“Tim Maia”

Touro indomável  e indecifrável 

Longa é mergulho abrangente mas sem profundidade na história do cantor

Juventude. Robson Nunes vive Tim antes da fama,quando tentou a ajuda dos amigos Erasmo e Roberto Carlos | Foto: downtown / divulgação
PUBLICADO EM 30/10/14 - 03h00

Tim Maia não era uma pessoa fácil. Seu grande perfeccionismo fazia com que ele não aturasse o mínimo problema de áudio em seus shows. Isso, quando o cantor comparecia a eles. Além disso, ele possuía uma raiva e uma agressividade dentro de si que podiam torná-lo um sujeito bastante intratável no convívio pessoal. Traços que, como todo grande artista, Tim conseguia transformar em combustível para algumas das canções mais icônicas da música brasileira.
 

O grande problema de “Tim Maia”, o filme, é não conseguir fazer o mesmo no cinema. O longa tem o mérito de não tentar transformar seu protagonista em uma figura mais palatável ou agradável para o público. Ao mesmo tempo, porém, ele nunca consegue responder de onde vinha toda essa energia que, ao mesmo tempo, movia e destruía o cantor. Ele quer contar tudo, mas acaba não respondendo nada.

O que a produção do diretor Mauro Lima faz é um mergulho horizontalmente abrangente, mas sem quase nenhuma verticalidade. Quase nunca vai além da superfície porque parece não saber qual pergunta está fazendo. O filme apresenta Tim como o Jake LaMotta de “Touro Indomável”, mas sem a mesma competência dramatúrgica para domá-lo.

O longa acompanha a trajetória do músico, desde a infância pobre na Tijuca até o estrelato e a morte precoce em 1998, aos 55 anos. Na adolescência e juventude, ele é interpretado por Robson Nunes (“2 Coelhos”); e no auge e decadência, é vivido por Babu Santana (“Cidade de Deus”).

Do negócio de marmita dos pais às primeiras apresentações no programa de Carlos Imperial na TV Tupi até a fase Racional, “Tim Maia” é daquelas cinebiografias que tenta compilar todos os melhores momentos de seu protagonista. Isso gera um primeiro ato excessivamente extenso, resultando num filme arrastado, que em nenhum momento encontra o ritmo ou o suingue das canções de Tim.

A viagem para os EUA, por exemplo, é completamente desnecessária. Não faz muita diferença no sucesso musical que o cantor viria a atingir e consome longos minutos da produção. E o demorado calvário de Tim em São Paulo antes da fama parece querer mais acusar Roberto e Erasmo Carlos de ignorarem o amigo de infância em necessidade do que em se aprofundar na persona do protagonista.

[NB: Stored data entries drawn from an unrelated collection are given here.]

PR #8239, opened 2021-04-28
Enhance report overview

tclaus:
This PR enhances the admin/moderators report overview by 
 - adding a view that shows recent reports and the action done (Item Deleted or not) 
 - adding a statistics view (Who reports and who is the originator of a reported item) 
 - a once 'reviewed report can be deleted retrospectively
 - let podsmins show the originator even /after/ a reported item was deleted
 - links to the originator profile directly (and not to the Search view) 
 
**Heads up!**
It needs a migration! 
Two fields are added: a 'action' textfield that is used to describe what happened to the report. Its free text, but filled based on the action. 
The second fields holds the diaspora_handel for the originator. This is needed because after deleting a report this information is gone. 

**What is the outcome?**
A Podmin now has more insights in old reports and in most reporter and most originators. A valuable base for more decisions what to do. 

**Future**
List of reports grows without limits - a paginated view would be nice, but that was currently above my skill level.

Screenshots

 (Added date time)
Bildschirmfoto 2021-04-28 um 08 11 07

( deleted or reviewed reports) 
Bildschirmfoto 2021-04-28 um 08 10 56

(statistics with links to the authors / originators) 
Bildschirmfoto 2021-04-28 um 08 11 17

Comments, Ideas, critics... welcome!

PR #8246, opened 2021-05-22
Let podmin send private messages to local users

tclaus:
Hidden under this headline https://github.com/diaspora/diaspora/issues/7297 a podmin should be allowed to send a message to it's local users even when they don't share each others. 

Together with improved report system (see PR #8239 ), there are some cases when a podmin needs to get in contact for a specific topic to its users. 
There are also many other situations where a private message is very helpful between podmin and users.

### DIFF
--- a/app/controllers/contacts_controller.rb
+++ b/app/controllers/contacts_controller.rb
@@ -20,7 +20,11 @@ class ContactsController < ApplicationController
       format.json {
         @people = if params[:q].present?
                     mutual = params[:mutual].present? && params[:mutual]
-                    Person.search(params[:q], current_user, only_contacts: true, mutual: mutual).limit(15)
+                    if current_user.admin?
+                      Person.search_for_admin(params[:q], current_user, only_contacts: true, mutual: mutual).limit(15)
+                    else
+                      Person.search(params[:q], current_user, only_contacts: true, mutual: mutual).limit(15)
+                    end
                   else
                     set_up_contacts_json
                   end
--- a/app/controllers/contacts_controller.rb
+++ b/app/controllers/contacts_controller.rb
@@ -21,7 +21,7 @@ class ContactsController < ApplicationController
         @people = if params[:q].present?
                     mutual = params[:mutual].present? && params[:mutual]
                     if current_user.admin?
-                      Person.search_for_admin(params[:q], current_user, only_contacts: true, mutual: mutual).limit(15)
+                      Person.search_as_admin(params[:q], current_user, only_contacts: true, mutual: mutual).limit(15)
                     else
                       Person.search(params[:q], current_user, only_contacts: true, mutual: mutual).limit(15)
                     end
--- a/app/controllers/conversations_controller.rb
+++ b/app/controllers/conversations_controller.rb
@@ -123,7 +123,7 @@ class ConversationsController < ApplicationController
   end
 
   def no_contacts?
-    # an admin always has at least all local contcts
+    # an admin always has at least all local contacts
     return false if current_user.admin?
 
     current_user.contacts.mutual.empty?
--- a/app/controllers/conversations_controller.rb
+++ b/app/controllers/conversations_controller.rb
@@ -24,9 +24,8 @@ class ConversationsController < ApplicationController
     end
 
     gon.contacts = contacts_data
-
     respond_with do |format|
-      format.html { render "index", locals: {no_contacts: current_user.contacts.mutual.empty?} }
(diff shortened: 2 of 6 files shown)


app/models/person.rb
```diff
@@ -243,23 +248,43 @@ def self.search_query_string(query)
 
     [where_clause, q_tokens]
   end
-
+
```
diaspora-code-review, line 251: Layout/TrailingWhitespace: Trailing whitespace detected.

Flaburgan:
This PR should be renamed to "private message" instead of "mails", it confused me :stuck_out_tongue: 
Apart from that I'm all for it!

app/controllers/contacts_controller.rb
```diff
@@ -20,7 +20,11 @@ def index
       format.json {
         @people = if params[:q].present?
                     mutual = params[:mutual].present? && params[:mutual]
-                    Person.search(params[:q], current_user, only_contacts: true, mutual: mutual).limit(15)
```
Flaburgan, line 23: I'm not sure that's the good place to put that changes. If the comment above is right, "Used for mentions" means an admin will be able to @username the user when writing a post. I am not sure that gives access to the post to the user, and it will have to be put in an aspect etc, that's not practical. I think private messages are what we want to achieve here.

app/controllers/contacts_controller.rb
```diff
@@ -20,7 +20,11 @@ def index
...
+                    if current_user.admin?
+                      Person.search_for_admin(params[:q], current_user, only_contacts: true, mutual: mutual).limit(15)
```
Flaburgan, line 24: I would have said "search_as_admin"

app/controllers/conversations_controller.rb
```diff
@@ -37,7 +36,12 @@ def create
     # This will have to be removed when mobile autocomplete is ported to Typeahead
     recipients_param, column = [%i(contact_ids id), %i(person_ids person_id)].find {|param, _| params[param].present? }
     if recipients_param
-      person_ids = current_user.contacts.mutual.where(column => params[recipients_param].split(",")).pluck(:person_id)
+      # As an admin, I want to send a message to all local user
```
Flaburgan, line 39: Okay now I get why you modified the contacts controller, it was to get the autocomplete here to work. But as an admin is able to contact anyone, I guess to add a new route which returns every local user is fine, and this shouldn't be in the contacts controller I guess. Maybe it even already exists. Can you tell us @jhass, or where to put it if it doesn't exist?

app/controllers/conversations_controller.rb
```diff
@@ -118,4 +121,11 @@ def contacts_data
         {value: contact_id, name: ERB::Util.h(Person.name_from_attrs(*name_attrs)) }
       }
   end
+
+  def no_contacts?
```
Flaburgan, line 125: Can you make that a bit more explicit? `not_admin_and_no_contacts?` for example?

app/controllers/conversations_controller.rb
```diff
@@ -118,4 +121,11 @@ def contacts_data
...
+    # an admin always has at least all local contcts
```
Flaburgan, line 126: contActs

app/models/person.rb
```diff
@@ -244,22 +249,42 @@ def self.search_query_string(query)
...
+            else
+              query.searchable(user)
+            end
+    query.where(closed_account: false)
+         .order(["profiles.last_name ASC", "profiles.first_name ASC"])
+  end
+  # rubocop:enable Rails/DynamicFindBy
+
+  def self.exists_in_contacts(user, mutual)
+    return "select 1 from contacts where contacts.person_id = people.id and contacts.user_id = #{user.id}" unless mutual
```
Flaburgan, line 282: Nitpick, but SQL is usually written in uppercase.

Flaburgan (changes requested):

app/controllers/conversations_controller.rb
tclaus: Function differs if admin parses person_ids or a non-admin user parses person_ids. Different endpoints seems for me a bit complicated. (Check in frontend which role a user has, then change endpoints for same data with different filter) What do others think?

app/controllers/conversations_controller.rb
tclaus: "no_contacts_for_user" / "no_contacts_for_users_role"? .. For admin seems to specialized fo me for a methods' name?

Isso vem muito do material que deu origem ao filme, “Vale Tudo – O Som e a Fúria de Tim Maia”. A biografia foi escrita em primeira pessoa por Nelson Motta, cuja voz no filme é emprestada a Fábio (Cauã Reymond), um músico que realmente existiu e tocou com Tim por muitos anos.

A atuação de Reymond é boa, mas o enorme problema é a narração em off. Transposta diretamente das páginas do livro, ela é carregada dos floreios e da verve literária afetada de Motta. Ela até pode funcionar bem na leitura, mas no longa acaba disputando a atenção com o próprio protagonista toda vez em que é usada – e são muitas vezes.

Esse é o sintoma de uma falha fatal de “Tim Maia”: os vários problemas narrativos desviando a atenção do que realmente interessa, a música. O diretor Mauro Lima nunca encontra formas criativas de inserir as canções na história. Elas acabam aparecendo em ensaios ou shows, mais para lembrar “ah é, ele escreveu essa música” do que realmente integradas à narrativa. E o romance envolvendo Janaína (Alinne Moraes) não tem o impacto emocional necessário porque o longa deixa claro que ela só fica com o cantor pelo sucesso dele.

Robson Nunes sofre com a parte mais repetitiva do filme, mas incorpora bem a revolta do cantor. E Babu Santana faz uma mistura de sua atitude carioca com uma personificação física de Tim que merecia uma dramaturgia melhor – como no clímax entre seu protagonista e Fábio. É essa atitude e essa personalidade que ele traz ao material o que Tim tinha de sobra e que faz muita falta no longa-metragem.